[Stored data]

Content starts

PR #1460, opened 2026-06-11
[19.0][FIX] contract: exclude archived products from the line picker

bosd:
Split out from #1427 (per @pedrobaeza's request to break the big PR into focused ones).

Excludes archived products from the contract line product picker.

Context: the `active_test: False` on `contract_line_ids` — added in d25115df ("No contract line and invoices when contract is archived") to keep archived contract *lines* visible — leaks into the embedded product search and surfaces archived products. Because a view-level `domain` attribute *replaces* the model field domain (they don't AND together), each customer/supplier line view re-asserts `('active', '=', True)`. Happy to switch to re-asserting `active_test: True` on the product field instead if preferred.

### DIFF
--- a/contract/models/contract_template_line.py
+++ b/contract/models/contract_template_line.py
@@ -33,7 +33,11 @@ class ContractTemplateLine(models.Model):
         comodel_name="res.partner", related="contract_id.partner_id"
     )
     # === Product & UOM ===
-    product_id = fields.Many2one("product.product", string="Product")
+    product_id = fields.Many2one(
+        "product.product",
+        string="Product",
+        domain=[("active", "=", True)],
+    )
     name = fields.Text(
         string="Description",
         required=True,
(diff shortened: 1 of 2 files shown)


contract/tests/test_contract.py
```diff
@@ -533,6 +533,16 @@ def test_last_invoice_pre_paid(self):
             "Should not create a new invoice after the last one",
         )
 
+    def test_archived_product_not_selectable(self):
```
pedrobaeza: This test is not adding value.

bosd: Agreed — removed it. The fix is UI-only (a field `domain` filters the picker but isn't enforced on write, so there's no server-side behaviour to assert), which made the test tautological. Dropped it.

BhaveshHeliconia (approved):
LGTM!

pedrobaeza (approved):

pedrobaeza:
Ouch, my bad, I have merged directly without ocabot (mixed with opened tabs in OpenUpgrade). Sorry.

PR #1466, opened 2026-06-19
[19.0][FIX] contract: Make portal test more resilient

eduezerouali-tecnativa:
cc @Tecnativa
If other test have already created that user will fail, better to use an specific portal user.
ping @pedrobaeza @victoralmau


pedrobaeza (approved):
Fast-tracking as obvious.

/ocabot merge patch

Issue #362, opened 2014-06-30
Sample operation


mrocklin:
Blaze should support sampling.  Many of the current backends support it naturally.

This requires both a symbolic operation in `blaze/expr/table.py` and implementations for the various backends in `blaze/compute/*.py`

postelrich:
Closing old issues. Feel free to reopen with up to date info.

PR #591, opened 2014-09-04
#362 Sample operation initial work

nevermindewe:
Initial version of Sample() operation implemented and tested for numpy and pandas.
Sample() should randomly select some items from a given datasource and return them.
For numpy and pandas, the returned data are new arrays or dataframes or series.


cowlicks:
xref #362

PR #733, opened 2014-10-11
IsNull and DropNA expressions

### LINKED ISSUE #697: Break isnull type operations out into a separate expression
Currently the `isnan` method uses `np.isnan` or `math.isnan`. We should add an additional `isnull` that checks for null values.

Most backends have something that corresponds to this operation.

cc @quasiben @chdoig @mrocklin

cpcloud:
closes #697


cpcloud:
@mrocklin what's your feeling about this PR, in general?

cpcloud:
i'd be okay with a single function `nonnull` that drops all `null` values instead of a predicate and a `dropna` function. thoughts?

mrocklin:
I would be fine with that.  I think it's probably easier to implement and reason about.

cpcloud:
@llllllllll I'd like to revisit this soon. What do you think about calling `DropNA` `Valid` and removing the `IsNull` expression?

llllllllll:
Why the name change to `Valid`? I think having the predicate is still really useful. For exploring a new data set, it is often nice to see how many missing values you have or something. Also, if we have the predicate, we don't really need a dropna because it just becomes `expr[~expr.isnull()]`

cpcloud:
True. I feel the same way about exploring a new dataset. So let's ... drop ... dropna :) and keep isnull

llllllllll:
Do we have code in place that lets us do an optimzation like `Selection(IsNull)` on `DataFrame` turns into `df.dropna()` or no?

cpcloud:
Yep, you could do that with `optimize`

cpcloud:
I think changing `isnull` to `notnull` is the way to go here. As a user of blaze I think that I'd want to be able to say "give me the data that are `notnull`" rather than say "give me the data that are not `isnull`"

@llllllllll thoughts?

cpcloud:
@llllllllll i don't know if that optimization can be done with existing code

it might be possible to steal some ideas from here to do this: https://github.com/blaze/dask/blob/master/dask/rewrite.py

llllllllll:
I agree that `notnull` is more frequently what you want. You can still express the inverse with a unary not so I am +1.

About the rewrite stuff, this looks really cool. This matches the use case I had a while ago about calling compute_down on each subexpr. I think we are sort of missing this ast-level transformation step.

PR #742, opened 2014-10-14
dynd: add comparison test

mrocklin:
cc @mwiebe


cpcloud:
this could also go in with an xfail

mrocklin:
Historically this was here to drive dynd development.  It has gone stale.  Closing.

PR #758, opened 2014-10-16
relabel uses kwargs

mrocklin:
Before

```
>>> accounts.relabel({'amount': 'balance'})
```

After

```
>>> accounts.relabel(amount='balance')
```


TomAugspurger:
Maybe make a note in the docs that you need to use a dictionary for integer-like fields. e.g. if `d.fields`is `['0', '1']`, `d.relabel(0='balance')` won't work. You need `d.replabe({'0': 'balance'})`

PR #835, opened 2014-11-17
Server thread

mrocklin:
Servers don't have to block

```Python
In [1]: from blaze import Server

In [2]: server = Server({})

In [3]: server.run(separate_thread=True)
Out[3]: <FunctionRunner(Thread-1, started 139788731410176)>
 * Running on http://127.0.0.1:6363/

In [4]: # Control returned
```

### DIFF
--- a/blaze/server/server.py
+++ b/blaze/server/server.py
@@ -15,6 +15,7 @@ from ..api import discover, Data
 from ..expr import Expr, Symbol, Selection, Broadcast, Symbol
 from ..expr.parser import exprify
 from .. import expr
+from ..utils import example, FunctionRunner
 
 from ..compatibility import map
 from datashape import Mono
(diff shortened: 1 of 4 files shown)


cpcloud:
bumping this thread (pun intended!)

going to play with this and would like to get it in

hhuuggoo:
I think easiest way is to write a function which returns a flask app because then people can wrap it with gunicorn.  My opinion is just write the flask part and then others can use whichever webserver and deployment pattern they want

cpcloud:
@hhuuggoo can you show how this can be done? i think it'd be swell to incorporate an example of this in the docs.

mrocklin:
See also https://github.com/ContinuumIO/multiuserblazeserver

hhuuggoo:
https://github.com/ContinuumIO/multiuserblazeserver/blob/master/mbs/app.py#L9

llllllllll:
The way I got multithreading working with blaze was to create a new Flask app and register the blaze blueprint. I then take that new app create a singleton instance of a `gunicorn.app.base.BaseApplication` and call the run method on this new server object. An example looks like:

```python
    from gunicorn.app.base import BaseApplication
    from metautils import Singleton

    from my_code import build_app  # the function that creates the app and registers the API 
    from my_code import gunicorn_config  # gunicorn settings, workers, host, port, etc...

    class app(BaseApplication, metaclass=Singleton()):
        def load(self, *, _underlying=build_app(settings):
            return _underlying

        def load_config(self, *, _cfg=gunicorn_config):
            for k, v in key_map(str.lower, _cfg).items():
                if k in self.cfg.settings and v is not None:
                    self.cfg.set(k.lower(), v)


    app.start()
```

This lets us get multi-threading for free with gunicorn.

cpcloud:
Closing this PR as it's going stale. I think the threaded server issue is worth discussing. I'll open an issue.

Content ends

▶ _DIRECTIONS_
Of the lines above, show those in which "picker" appears.

▶ _ANSWER TO THIS EXERCISE_
[19.0][FIX] contract: exclude archived products from the line picker
Excludes archived products from the contract line product picker.
bosd: Agreed — removed it. The fix is UI-only (a field `domain` filters the picker but isn't enforced on write, so there's no server-side behaviour to assert), which made the test tautological. Dropped it.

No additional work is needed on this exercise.